[Stored data]

┄┄┄┄┄┄┄┄┄┄┄┄┄┄┄┄┄┄┄┄

Issue #2604, opened 2024-08-09
Zola panics if static directory does not exist (with compile_sass = false)


ta-nishq:
# Bug Report

## Environment
OS: macOS 14.5
Zola version: 0.19.1
Processor Class: arm

## Expected Behavior
If static folder is required then the error should point to this (also this should be consistent irrespective of compile_sass flag). This is not a big issue (for me), but documenting it.

## Current Behavior
Zola panics if static folder does not exist and compile_sass is set to false

## Step to reproduce
- create new zola site by `zola init test`
- ensure to disable sass compilation
- remove static directory `rmdir static`
- run `zola serve`

## Stacktrace
```bash
RUST_BACKTRACE=full zola serve

Building site...
Checking all internal links with anchors.
> Successfully checked 0 internal link(s) with anchors.
-> Creating 0 pages (0 orphan) and 0 sections
Done in 10ms.

thread 'main' panicked at src/cmd/serve.rs:507:59:
called `Result::unwrap()` on an `Err` value: Os { code: 2, kind: NotFound, message: "No such file or directory" }
stack backtrace:
   0:        0x102b9e304 - __mh_execute_header
   1:        0x102253b84 - __mh_execute_header
   2:        0x102b8d30c - __mh_execute_header
   3:        0x102b9e120 - __mh_execute_header
   4:        0x102b9a2d4 - __mh_execute_header
   5:        0x102b9b8d0 - __mh_execute_header
   6:        0x102b9e698 - __mh_execute_header
   7:        0x102b9e600 - __mh_execute_header
   8:        0x102b9a79c - __mh_execute_header
   9:        0x102d987fc - __mh_execute_header
  10:        0x102d98c58 - __mh_execute_header
  11:        0x1020f1008 - __mh_execute_header
  12:        0x1020fd024 - __mh_execute_header
  13:        0x1020aa8f0 - __mh_execute_header
  14:        0x102109664 - __mh_execute_header
```

Keats:
Ok this one is easy to fix, there's an unwrap at the line pointed in the snippet which we should handle.

PR #2608, opened 2024-08-10
fix: zola panic if no static dir

ta-nishq:
Fixes: #2604

### Root Cause:
- Application panicked at this code `std::fs::canonicalize(&output_path).unwrap()` when there is no static directory and compile_sass is set to false
- Reason for this is `output_path` (which in default case is public) does not get created
  - Folder gets created when there is a static folder or we have compile_sass set
- Added `create_directory` code to create the directory if it does not exist before canonicalize

### Alternate fix
Handle unwrap and show an error


Keats (approved):
Not entirely sure why it's causing an issue because of the static folder but lgtm

PR #470, opened 2019-07-26
support assertionTemplate operations on array root

### LINKED ISSUE #434: Unable to insert into assetion template array
**Bug** 

The `.insertBefore`/`.insertAfter` methods should not throw a `TypeError: Cannot read property 'children' of undefined` error when trying to insert at the top level of an assertion template. This is caused because the found element doesn't have a parent.

Package Version: 6.0.0-alpha.8

**Code**
```typescript
const template = assertionTemplate(() => [
    <div assertion-key="first" />
    <div />
]);
template.insertAfter('~first', () => (<div />));
```

**Expected behavior:**
The element(s) should be inserted at the top level of the template

**Actual behavior:**
Error

> TypeError: Cannot read property 'children' of undefined

**Suggested Fix**
The insert operation should replace `parent.children` references with a variable that could either be the parent children or the top level array.

https://github.com/dojo/framework/blob/a41f807af9204a9d0739d1fa8e6d92d3d9e97254/src/testing/assertionTemplate.ts#L139-L159

aciccarello:
**Type:** bug

Allows insert, remove, and replace operations on nodes in a root array of an assertion template.

**Description:**

Resolves #434

### DIFF
--- a/tests/testing/unit/assertionTemplate.tsx
+++ b/tests/testing/unit/assertionTemplate.tsx
@@ -66,6 +66,25 @@ class ListWidget extends WidgetBase {
 
 const baseListAssertion = assertionTemplate(() => v('div', { classes: ['root'] }, [v('ul', [])]));
 
+class MultiRootWidget extends WidgetBase<{ after?: boolean; last?: boolean }> {
+	render() {
+		const { after, last = true } = this.properties;
+		const result = [v('div', ['first'])];
+		if (after) {
+			result.push(v('div', ['after']));
+		}
+		if (last) {
+			result.push(v('div', ['last']));
+		}
+		return result;
+	}
+}
+
+const baseMultiRootAssertion = assertionTemplate(() => [
+	v('div', { '~key': 'first' }, ['first']),
+	v('div', { '~key': 'last' }, ['last'])
+]);
+
 const tsxAssertion = assertionTemplate(() => (
 	<div classes={['root']}>
 		<h2>hello</h2>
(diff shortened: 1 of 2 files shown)


tests/testing/unit/assertionTemplate.tsx
```diff
@@ -142,6 +161,24 @@ describe('assertionTemplate', () => {
 		h.expect(childAssertion);
 	});
 
+	it('can remove a node in the root', () => {
+		const h = harness(() => w(MultiRootWidget, { last: false }));
+		const insertionAssertion = baseMultiRootAssertion.remove('~last');
+		h.expect(insertionAssertion);
+	});
+
+	it('can replacee a node', () => {
```
matt-gadd: is this `remove` too? 😄

aciccarello: You don't think I meant `replacee`? 😆

aciccarello:
@matt-gadd I've renamed that test

tests/testing/unit/assertionTemplate.tsx
```diff
@@ -142,6 +161,24 @@ describe('assertionTemplate', () => {
 		h.expect(childAssertion);
 	});
 
+	it('can remove a node in the root', () => {
+		const h = harness(() => w(MultiRootWidget, { last: false }));
+		const insertionAssertion = baseMultiRootAssertion.remove('~last');
+		h.expect(insertionAssertion);
+	});
+
+	it('can remove a node', () => {
```
agubler: @aciccarello this test seems to be duplicated and is causing intern to get upset... the exact same test is two tests above, could have been accidentally left there when merging a conflicts perhaps?

aciccarello: @agubler As I look at that more, I think that was meant to be a replace node test. Sorry. 😞

PR #475, opened 2019-07-30
Reference guide polish

sbinge:
**Type:** documentation

**Description:**

- Make top-level sections more relevant for the site nav and less
redundant given the context of the guide they're displayed in
- Remove parentheses from top-level sections names for linkability
- Align the stores guide with the latest formatting updates for display on the site


docs/en/creating-widgets/supplemental.md
```diff
@@ -1,4 +1,4 @@
-# Introduction to widgets
+# Creating widgets
```
agubler: Same title as the actual guide itself? Do you think the overall guide name should be changed?

sbinge: Think the guide name makes sense - I've changed this to something else now that isn't just duplicating the guide name.

PR #482, opened 2019-08-02
Update testing docs to use functional widgets

vansimke:
**Type:** bug / feature

* [X] All code has been formatted with [`prettier`](https://prettier.io/) as per the [readme code style guidelines](./../#code-style)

┄┄┄┄┄┄┄┄┄┄┄┄┄┄┄┄┄┄┄┄

→ What you need to do
Every entry is to be returned exactly, with nothing dropped.

→ Result of the task
Issue #2604, opened 2024-08-09
Zola panics if static directory does not exist (with compile_sass = false)


ta-nishq:
# Bug Report

## Environment
OS: macOS 14.5
Zola version: 0.19.1
Processor Class: arm

## Expected Behavior
If static folder is required then the error should point to this (also this should be consistent irrespective of compile_sass flag). This is not a big issue (for me), but documenting it.

## Current Behavior
Zola panics if static folder does not exist and compile_sass is set to false

## Step to reproduce
- create new zola site by `zola init test`
- ensure to disable sass compilation
- remove static directory `rmdir static`
- run `zola serve`

## Stacktrace
```bash
RUST_BACKTRACE=full zola serve

Building site...
Checking all internal links with anchors.
> Successfully checked 0 internal link(s) with anchors.
-> Creating 0 pages (0 orphan) and 0 sections
Done in 10ms.

thread 'main' panicked at src/cmd/serve.rs:507:59:
called `Result::unwrap()` on an `Err` value: Os { code: 2, kind: NotFound, message: "No such file or directory" }
stack backtrace:
   0:        0x102b9e304 - __mh_execute_header
   1:        0x102253b84 - __mh_execute_header
   2:        0x102b8d30c - __mh_execute_header
   3:        0x102b9e120 - __mh_execute_header
   4:        0x102b9a2d4 - __mh_execute_header
   5:        0x102b9b8d0 - __mh_execute_header
   6:        0x102b9e698 - __mh_execute_header
   7:        0x102b9e600 - __mh_execute_header
   8:        0x102b9a79c - __mh_execute_header
   9:        0x102d987fc - __mh_execute_header
  10:        0x102d98c58 - __mh_execute_header
  11:        0x1020f1008 - __mh_execute_header
  12:        0x1020fd024 - __mh_execute_header
  13:        0x1020aa8f0 - __mh_execute_header
  14:        0x102109664 - __mh_execute_header
```

Keats:
Ok this one is easy to fix, there's an unwrap at the line pointed in the snippet which we should handle.

PR #2608, opened 2024-08-10
fix: zola panic if no static dir

ta-nishq:
Fixes: #2604

### Root Cause:
- Application panicked at this code `std::fs::canonicalize(&output_path).unwrap()` when there is no static directory and compile_sass is set to false
- Reason for this is `output_path` (which in default case is public) does not get created
  - Folder gets created when there is a static folder or we have compile_sass set
- Added `create_directory` code to create the directory if it does not exist before canonicalize

### Alternate fix
Handle unwrap and show an error


Keats (approved):
Not entirely sure why it's causing an issue because of the static folder but lgtm

PR #470, opened 2019-07-26
support assertionTemplate operations on array root

### LINKED ISSUE #434: Unable to insert into assetion template array
**Bug** 

The `.insertBefore`/`.insertAfter` methods should not throw a `TypeError: Cannot read property 'children' of undefined` error when trying to insert at the top level of an assertion template. This is caused because the found element doesn't have a parent.

Package Version: 6.0.0-alpha.8

**Code**
```typescript
const template = assertionTemplate(() => [
    <div assertion-key="first" />
    <div />
]);
template.insertAfter('~first', () => (<div />));
```

**Expected behavior:**
The element(s) should be inserted at the top level of the template

**Actual behavior:**
Error

> TypeError: Cannot read property 'children' of undefined

**Suggested Fix**
The insert operation should replace `parent.children` references with a variable that could either be the parent children or the top level array.

https://github.com/dojo/framework/blob/a41f807af9204a9d0739d1fa8e6d92d3d9e97254/src/testing/assertionTemplate.ts#L139-L159

aciccarello:
**Type:** bug

Allows insert, remove, and replace operations on nodes in a root array of an assertion template.

**Description:**

Resolves #434

### DIFF
--- a/tests/testing/unit/assertionTemplate.tsx
+++ b/tests/testing/unit/assertionTemplate.tsx
@@ -66,6 +66,25 @@ class ListWidget extends WidgetBase {
 
 const baseListAssertion = assertionTemplate(() => v('div', { classes: ['root'] }, [v('ul', [])]));
 
+class MultiRootWidget extends WidgetBase<{ after?: boolean; last?: boolean }> {
+	render() {
+		const { after, last = true } = this.properties;
+		const result = [v('div', ['first'])];
+		if (after) {
+			result.push(v('div', ['after']));
+		}
+		if (last) {
+			result.push(v('div', ['last']));
+		}
+		return result;
+	}
+}
+
+const baseMultiRootAssertion = assertionTemplate(() => [
+	v('div', { '~key': 'first' }, ['first']),
+	v('div', { '~key': 'last' }, ['last'])
+]);
+
 const tsxAssertion = assertionTemplate(() => (
 	<div classes={['root']}>
 		<h2>hello</h2>
(diff shortened: 1 of 2 files shown)


tests/testing/unit/assertionTemplate.tsx
```diff
@@ -142,6 +161,24 @@ describe('assertionTemplate', () => {
 		h.expect(childAssertion);
 	});
 
+	it('can remove a node in the root', () => {
+		const h = harness(() => w(MultiRootWidget, { last: false }));
+		const insertionAssertion = baseMultiRootAssertion.remove('~last');
+		h.expect(insertionAssertion);
+	});
+
+	it('can replacee a node', () => {
```
matt-gadd: is this `remove` too? 😄

aciccarello: You don't think I meant `replacee`? 😆

aciccarello:
@matt-gadd I've renamed that test

tests/testing/unit/assertionTemplate.tsx
```diff
@@ -142,6 +161,24 @@ describe('assertionTemplate', () => {
 		h.expect(childAssertion);
 	});
 
+	it('can remove a node in the root', () => {
+		const h = harness(() => w(MultiRootWidget, { last: false }));
+		const insertionAssertion = baseMultiRootAssertion.remove('~last');
+		h.expect(insertionAssertion);
+	});
+
+	it('can remove a node', () => {
```
agubler: @aciccarello this test seems to be duplicated and is causing intern to get upset... the exact same test is two tests above, could have been accidentally left there when merging a conflicts perhaps?

aciccarello: @agubler As I look at that more, I think that was meant to be a replace node test. Sorry. 😞

PR #475, opened 2019-07-30
Reference guide polish

sbinge:
**Type:** documentation

**Description:**

- Make top-level sections more relevant for the site nav and less
redundant given the context of the guide they're displayed in
- Remove parentheses from top-level sections names for linkability
- Align the stores guide with the latest formatting updates for display on the site


docs/en/creating-widgets/supplemental.md
```diff
@@ -1,4 +1,4 @@
-# Introduction to widgets
+# Creating widgets
```
agubler: Same title as the actual guide itself? Do you think the overall guide name should be changed?

sbinge: Think the guide name makes sense - I've changed this to something else now that isn't just duplicating the guide name.

PR #482, opened 2019-08-02
Update testing docs to use functional widgets

vansimke:
**Type:** bug / feature

* [X] All code has been formatted with [`prettier`](https://prettier.io/) as per the [readme code style guidelines](./../#code-style)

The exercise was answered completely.